Reproduce, exactly and in full, only the lines below from the one containing "-606,15 +606,15 @@" through the one containing "value = PyDict_GetItemString(kwargs.ptr(), arg.name);".

Top of Entries shown

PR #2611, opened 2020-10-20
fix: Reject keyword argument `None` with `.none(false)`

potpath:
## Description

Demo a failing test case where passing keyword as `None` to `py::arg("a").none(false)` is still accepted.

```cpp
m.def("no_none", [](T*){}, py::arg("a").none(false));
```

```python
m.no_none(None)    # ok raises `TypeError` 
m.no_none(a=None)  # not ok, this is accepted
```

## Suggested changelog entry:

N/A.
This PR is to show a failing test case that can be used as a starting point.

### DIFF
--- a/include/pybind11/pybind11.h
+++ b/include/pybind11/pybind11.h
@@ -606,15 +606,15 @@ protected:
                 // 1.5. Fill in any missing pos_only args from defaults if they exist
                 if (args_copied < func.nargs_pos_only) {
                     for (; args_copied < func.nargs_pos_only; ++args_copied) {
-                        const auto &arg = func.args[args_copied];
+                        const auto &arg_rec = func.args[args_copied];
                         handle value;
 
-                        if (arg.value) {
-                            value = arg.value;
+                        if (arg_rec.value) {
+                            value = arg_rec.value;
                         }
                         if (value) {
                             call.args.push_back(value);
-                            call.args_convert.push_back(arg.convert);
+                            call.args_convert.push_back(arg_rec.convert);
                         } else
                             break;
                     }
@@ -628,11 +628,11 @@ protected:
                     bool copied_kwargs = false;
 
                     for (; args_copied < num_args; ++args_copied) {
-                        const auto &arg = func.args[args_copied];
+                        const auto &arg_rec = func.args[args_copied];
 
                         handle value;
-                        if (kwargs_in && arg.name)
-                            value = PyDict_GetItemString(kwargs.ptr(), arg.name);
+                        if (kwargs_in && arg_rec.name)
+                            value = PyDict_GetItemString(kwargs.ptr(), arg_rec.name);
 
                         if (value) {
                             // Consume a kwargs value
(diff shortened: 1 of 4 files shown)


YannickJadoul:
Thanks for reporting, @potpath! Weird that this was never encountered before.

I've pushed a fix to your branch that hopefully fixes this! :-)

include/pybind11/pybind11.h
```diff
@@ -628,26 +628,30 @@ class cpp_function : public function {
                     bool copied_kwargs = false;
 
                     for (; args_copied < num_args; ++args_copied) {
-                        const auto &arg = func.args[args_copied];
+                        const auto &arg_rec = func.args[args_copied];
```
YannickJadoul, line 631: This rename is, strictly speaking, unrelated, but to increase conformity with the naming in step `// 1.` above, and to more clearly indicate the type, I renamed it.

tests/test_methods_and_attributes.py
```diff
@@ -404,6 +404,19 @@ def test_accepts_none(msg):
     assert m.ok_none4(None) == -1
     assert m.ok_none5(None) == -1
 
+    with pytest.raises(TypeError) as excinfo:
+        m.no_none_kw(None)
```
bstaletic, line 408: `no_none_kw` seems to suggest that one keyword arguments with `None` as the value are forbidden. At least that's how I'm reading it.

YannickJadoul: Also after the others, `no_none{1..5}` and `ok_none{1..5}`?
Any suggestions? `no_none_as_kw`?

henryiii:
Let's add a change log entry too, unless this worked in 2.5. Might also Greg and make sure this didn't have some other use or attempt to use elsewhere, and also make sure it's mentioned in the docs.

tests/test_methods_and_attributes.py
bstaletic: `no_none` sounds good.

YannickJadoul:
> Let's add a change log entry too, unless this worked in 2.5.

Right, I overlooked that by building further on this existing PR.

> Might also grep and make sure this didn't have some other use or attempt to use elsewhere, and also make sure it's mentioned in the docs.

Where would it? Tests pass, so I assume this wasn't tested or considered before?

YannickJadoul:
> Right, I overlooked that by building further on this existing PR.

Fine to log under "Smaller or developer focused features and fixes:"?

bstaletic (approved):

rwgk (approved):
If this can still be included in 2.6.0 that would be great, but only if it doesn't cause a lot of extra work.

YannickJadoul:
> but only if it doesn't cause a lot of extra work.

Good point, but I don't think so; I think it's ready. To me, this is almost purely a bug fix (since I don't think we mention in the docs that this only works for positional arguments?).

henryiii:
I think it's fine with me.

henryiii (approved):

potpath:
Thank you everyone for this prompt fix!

Bottom of Entries shown
Top of Entries shown

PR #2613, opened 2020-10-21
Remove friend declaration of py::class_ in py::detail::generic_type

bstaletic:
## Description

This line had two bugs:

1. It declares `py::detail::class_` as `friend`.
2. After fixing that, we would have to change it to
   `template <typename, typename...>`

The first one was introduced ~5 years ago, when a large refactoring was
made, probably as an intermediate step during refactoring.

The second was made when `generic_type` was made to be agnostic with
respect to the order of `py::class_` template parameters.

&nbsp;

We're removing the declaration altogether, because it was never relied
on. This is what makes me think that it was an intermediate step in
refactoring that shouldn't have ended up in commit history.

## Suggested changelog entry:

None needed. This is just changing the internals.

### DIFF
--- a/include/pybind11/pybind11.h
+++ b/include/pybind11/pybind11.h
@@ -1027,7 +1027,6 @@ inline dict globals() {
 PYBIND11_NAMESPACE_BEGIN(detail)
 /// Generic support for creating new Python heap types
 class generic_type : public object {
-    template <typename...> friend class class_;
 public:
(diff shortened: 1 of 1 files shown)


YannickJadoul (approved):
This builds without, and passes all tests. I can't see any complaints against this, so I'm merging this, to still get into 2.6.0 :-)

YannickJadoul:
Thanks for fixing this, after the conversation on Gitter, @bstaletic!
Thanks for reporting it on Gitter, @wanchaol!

Bottom of Entries shown

# Solution for this task
@@ -606,15 +606,15 @@ protected:
                 // 1.5. Fill in any missing pos_only args from defaults if they exist
                 if (args_copied < func.nargs_pos_only) {
                     for (; args_copied < func.nargs_pos_only; ++args_copied) {
-                        const auto &arg = func.args[args_copied];
+                        const auto &arg_rec = func.args[args_copied];
                         handle value;
 
-                        if (arg.value) {
-                            value = arg.value;
+                        if (arg_rec.value) {
+                            value = arg_rec.value;
                         }
                         if (value) {
                             call.args.push_back(value);
-                            call.args_convert.push_back(arg.convert);
+                            call.args_convert.push_back(arg_rec.convert);
                         } else
                             break;
                     }
@@ -628,11 +628,11 @@ protected:
                     bool copied_kwargs = false;
 
                     for (; args_copied < num_args; ++args_copied) {
-                        const auto &arg = func.args[args_copied];
+                        const auto &arg_rec = func.args[args_copied];
 
                         handle value;
-                        if (kwargs_in && arg.name)
-                            value = PyDict_GetItemString(kwargs.ptr(), arg.name);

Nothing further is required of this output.